Issue #607, opened 2018-12-01
GAME: Stim Packs useable by anyone


zunath:
Enable all players to use any level of stim packs, without needing the required level or perks. Existing skill checks and perks should enhance their usefulness, but they should not be required.

Reference thread:

https://forums.starwarsnwn.com/t/suggestion-stim-packs/180

Issue #606, opened 2018-12-01
GAME: Repair kits useable by anyone


zunath:
Allow anyone to use repair kits of any type. Existing perks should enhance their usefulness, but not *require* the player have the perk to use them.

Reference thread: https://forums.starwarsnwn.com/t/suggestion-repair-kits/175

PR #612, opened 2018-12-01
Remove Perk Requirements from Repair kits and remove penalty from stimpacks

Couls:
Repair kits:
Each level of perks is a +5 bonus to the durability of the object
Perk description still needs to be changed but that shouldn't be too hard.
I'll add that in once I know this works!
Stimpacks:
Removed attribute penalty from using stimpacks when below level, the only punishment now is gaining reduced XP in medicine

### DIFF
--- a/SWLOR.Game.Server/Data/Migrations/2018-12-02.1.sql
+++ b/SWLOR.Game.Server/Data/Migrations/2018-12-02.1.sql
@@ -1,45 +1,45 @@
 ﻿UPDATE dbo.Perk
-SET Description = 'Provides a bonus to durability when using Electronic repair kits.'
+SET Description = 'Provides a bonus to repairs when using Electronic repair kits.'
 WHERE ID = 152
 UPDATE dbo.Perk
-SET Description = 'Provides a bonus to durability when using armor repair kits'
+SET Description = 'Provides a bonus to repairs when using armor repair kits'
 WHERE ID = 150
 UPDATE dbo.Perk
-SET Description = 'Provides a bonus to durability when using weapon repair kits'
+SET Description = 'Provides a bonus to repairs when using weapon repair kits'
 WHERE ID = 149
 UPDATE dbo.PerkLevel
-SET Description = 'Gains +2 to the durability of armor when using an armor repair kit'
+SET Description = 'Gains +2 to the repair of armor when using an armor repair kit'
 WHERE ID = 2066
 UPDATE dbo.PerkLevel
-SET Description = 'Gains +4 to the durability of armor when using an armor repair kit'
+SET Description = 'Gains +4 to the repair of armor when using an armor repair kit'
 WHERE ID = 2067
 UPDATE dbo.PerkLevel
-SET Description = 'Gains +6 to the durability of armor when using an armor repair kit'
+SET Description = 'Gains +6 to the repair of armor when using an armor repair kit'
 WHERE ID = 2068
 UPDATE dbo.PerkLevel
-SET Description = 'Gains +8 to the durability of armor when using an armor repair kit'
+SET Description = 'Gains +8 to the repair of armor when using an armor repair kit'
 WHERE ID = 2069
 UPDATE dbo.PerkLevel
-SET Description = 'Gains +2 to the durability of armor when using an weapon repair kit'
+SET Description = 'Gains +2 to the repair of weapon when using an weapon repair kit'
 WHERE ID = 2062
 UPDATE dbo.PerkLevel
-SET Description = 'Gains +4 to the durability of armor when using an weapon repair kit'
+SET Description = 'Gains +4 to the repair of weapon when using an weapon repair kit'
 WHERE ID = 2063
 UPDATE dbo.PerkLevel
-SET Description = 'Gains +6 to the durability of armor when using an weapon repair kit'
+SET Description = 'Gains +6 to the repair of weapon when using an weapon repair kit'
 WHERE ID = 2064
 UPDATE dbo.PerkLevel
-SET Description = 'Gains +8 to the durability of armor when using an weapon repair kit'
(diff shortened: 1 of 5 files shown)


Couls:
Should deal with #606 #607

Wandering-Poet:
I imagine you'll want to change the [Perk] description and [PerkLevel] descriptions for the repair kits if they're going to boost the amount of durability they return instead now.

Couls:
> Perk description still needs to be changed but that shouldn't be too hard.
> I'll add that in once I know this works!

SWLOR.Game.Server/Item/RepairKit.cs
```diff
@@ -36,12 +36,11 @@ public void ApplyEffects(NWCreature user, NWItem item, NWObject target, Location
...
             if (skillType == SkillType.Armorsmith)
-                repairAmount += item.CraftBonusArmorsmith;
+                repairAmount += item.CraftBonusArmorsmith + (_perk.GetPCPerkLevel(user.Object,PerkType.ArmorRepair) * 5);
             else if (skillType == SkillType.Weaponsmith)
-                repairAmount += item.CraftBonusWeaponsmith;
+                repairAmount += item.CraftBonusWeaponsmith + (_perk.GetPCPerkLevel(user.Object,PerkType.WeaponRepair) * 5);
             else if (skillType == SkillType.Engineering)
-                repairAmount += item.CraftBonusEngineering;
-
+                repairAmount += item.CraftBonusEngineering + (_perk.GetPCPerkLevel(user.Object,PerkType.ElectronicRepair) * 5);
```
zunath: My first instinct is that these bonuses are way too high. At max, that's I think:

4 * 2 = 8 (tech bonus)
Item bonus (an unknown value between 0-20+)
4 * 5 = 20 (perk bonus)

That's a lot of points! I would feel more comfortable if we started small with 2 and if we need to boost the benefit more, we can. It's just hard to go backwards after we've set the value.

SWLOR.Game.Server/Item/Medicine/StimPack.cs
```diff
@@ -35,17 +35,12 @@ public void ApplyEffects(NWCreature user, NWItem item, NWObject target, Location
             int amount = item.GetLocalInt("AMOUNT") + item.MedicineBonus;
             int rank = player.IsPlayer ? _skill.GetPCSkillRank(player, SkillType.Medicine) : 0;
             int recommendedLevel = item.RecommendedLevel;
-            int delta = recommendedLevel - rank;
-            int penalty = delta / 2;
+           // int delta = recommendedLevel - rank;
+           // int penalty = delta / 2; Remove Penalties from being below recommended level(XP penalty should be enough)
```
zunath: Can you delete these commented lines out?

zunath:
========================
All of the material shown above should be written out exactly.

Issue #607, opened 2018-12-01
GAME: Stim Packs useable by anyone


zunath:
Enable all players to use any level of stim packs, without needing the required level or perks. Existing skill checks and perks should enhance their usefulness, but they should not be required.

Reference thread:

https://forums.starwarsnwn.com/t/suggestion-stim-packs/180

Issue #606, opened 2018-12-01
GAME: Repair kits useable by anyone


zunath:
Allow anyone to use repair kits of any type. Existing perks should enhance their usefulness, but not *require* the player have the perk to use them.

Reference thread: https://forums.starwarsnwn.com/t/suggestion-repair-kits/175

PR #612, opened 2018-12-01
Remove Perk Requirements from Repair kits and remove penalty from stimpacks

Couls:
Repair kits:
Each level of perks is a +5 bonus to the durability of the object
Perk description still needs to be changed but that shouldn't be too hard.
I'll add that in once I know this works!
Stimpacks:
Removed attribute penalty from using stimpacks when below level, the only punishment now is gaining reduced XP in medicine

### DIFF
--- a/SWLOR.Game.Server/Data/Migrations/2018-12-02.1.sql
+++ b/SWLOR.Game.Server/Data/Migrations/2018-12-02.1.sql
@@ -1,45 +1,45 @@
 ﻿UPDATE dbo.Perk
-SET Description = 'Provides a bonus to durability when using Electronic repair kits.'
+SET Description = 'Provides a bonus to repairs when using Electronic repair kits.'
 WHERE ID = 152
 UPDATE dbo.Perk
-SET Description = 'Provides a bonus to durability when using armor repair kits'
+SET Description = 'Provides a bonus to repairs when using armor repair kits'
 WHERE ID = 150
 UPDATE dbo.Perk
-SET Description = 'Provides a bonus to durability when using weapon repair kits'
+SET Description = 'Provides a bonus to repairs when using weapon repair kits'
 WHERE ID = 149
 UPDATE dbo.PerkLevel
-SET Description = 'Gains +2 to the durability of armor when using an armor repair kit'
+SET Description = 'Gains +2 to the repair of armor when using an armor repair kit'
 WHERE ID = 2066
 UPDATE dbo.PerkLevel
-SET Description = 'Gains +4 to the durability of armor when using an armor repair kit'
+SET Description = 'Gains +4 to the repair of armor when using an armor repair kit'
 WHERE ID = 2067
 UPDATE dbo.PerkLevel
-SET Description = 'Gains +6 to the durability of armor when using an armor repair kit'
+SET Description = 'Gains +6 to the repair of armor when using an armor repair kit'
 WHERE ID = 2068
 UPDATE dbo.PerkLevel
-SET Description = 'Gains +8 to the durability of armor when using an armor repair kit'
+SET Description = 'Gains +8 to the repair of armor when using an armor repair kit'
 WHERE ID = 2069
 UPDATE dbo.PerkLevel
-SET Description = 'Gains +2 to the durability of armor when using an weapon repair kit'
+SET Description = 'Gains +2 to the repair of weapon when using an weapon repair kit'
 WHERE ID = 2062
 UPDATE dbo.PerkLevel
-SET Description = 'Gains +4 to the durability of armor when using an weapon repair kit'
+SET Description = 'Gains +4 to the repair of weapon when using an weapon repair kit'
 WHERE ID = 2063
 UPDATE dbo.PerkLevel
-SET Description = 'Gains +6 to the durability of armor when using an weapon repair kit'
+SET Description = 'Gains +6 to the repair of weapon when using an weapon repair kit'
 WHERE ID = 2064
 UPDATE dbo.PerkLevel
-SET Description = 'Gains +8 to the durability of armor when using an weapon repair kit'
(diff shortened: 1 of 5 files shown)


Couls:
Should deal with #606 #607

Wandering-Poet:
I imagine you'll want to change the [Perk] description and [PerkLevel] descriptions for the repair kits if they're going to boost the amount of durability they return instead now.

Couls:
> Perk description still needs to be changed but that shouldn't be too hard.
> I'll add that in once I know this works!

SWLOR.Game.Server/Item/RepairKit.cs
```diff
@@ -36,12 +36,11 @@ public void ApplyEffects(NWCreature user, NWItem item, NWObject target, Location
...
             if (skillType == SkillType.Armorsmith)
-                repairAmount += item.CraftBonusArmorsmith;
+                repairAmount += item.CraftBonusArmorsmith + (_perk.GetPCPerkLevel(user.Object,PerkType.ArmorRepair) * 5);
             else if (skillType == SkillType.Weaponsmith)
-                repairAmount += item.CraftBonusWeaponsmith;
+                repairAmount += item.CraftBonusWeaponsmith + (_perk.GetPCPerkLevel(user.Object,PerkType.WeaponRepair) * 5);
             else if (skillType == SkillType.Engineering)
-                repairAmount += item.CraftBonusEngineering;
-
+                repairAmount += item.CraftBonusEngineering + (_perk.GetPCPerkLevel(user.Object,PerkType.ElectronicRepair) * 5);
```
zunath: My first instinct is that these bonuses are way too high. At max, that's I think:

4 * 2 = 8 (tech bonus)
Item bonus (an unknown value between 0-20+)
4 * 5 = 20 (perk bonus)

That's a lot of points! I would feel more comfortable if we started small with 2 and if we need to boost the benefit more, we can. It's just hard to go backwards after we've set the value.

SWLOR.Game.Server/Item/Medicine/StimPack.cs
```diff
@@ -35,17 +35,12 @@ public void ApplyEffects(NWCreature user, NWItem item, NWObject target, Location
             int amount = item.GetLocalInt("AMOUNT") + item.MedicineBonus;
             int rank = player.IsPlayer ? _skill.GetPCSkillRank(player, SkillType.Medicine) : 0;
             int recommendedLevel = item.RecommendedLevel;
-            int delta = recommendedLevel - rank;
-            int penalty = delta / 2;
+           // int delta = recommendedLevel - rank;
+           // int penalty = delta / 2; Remove Penalties from being below recommended level(XP penalty should be enough)
```
zunath: Can you delete these commented lines out?

zunath:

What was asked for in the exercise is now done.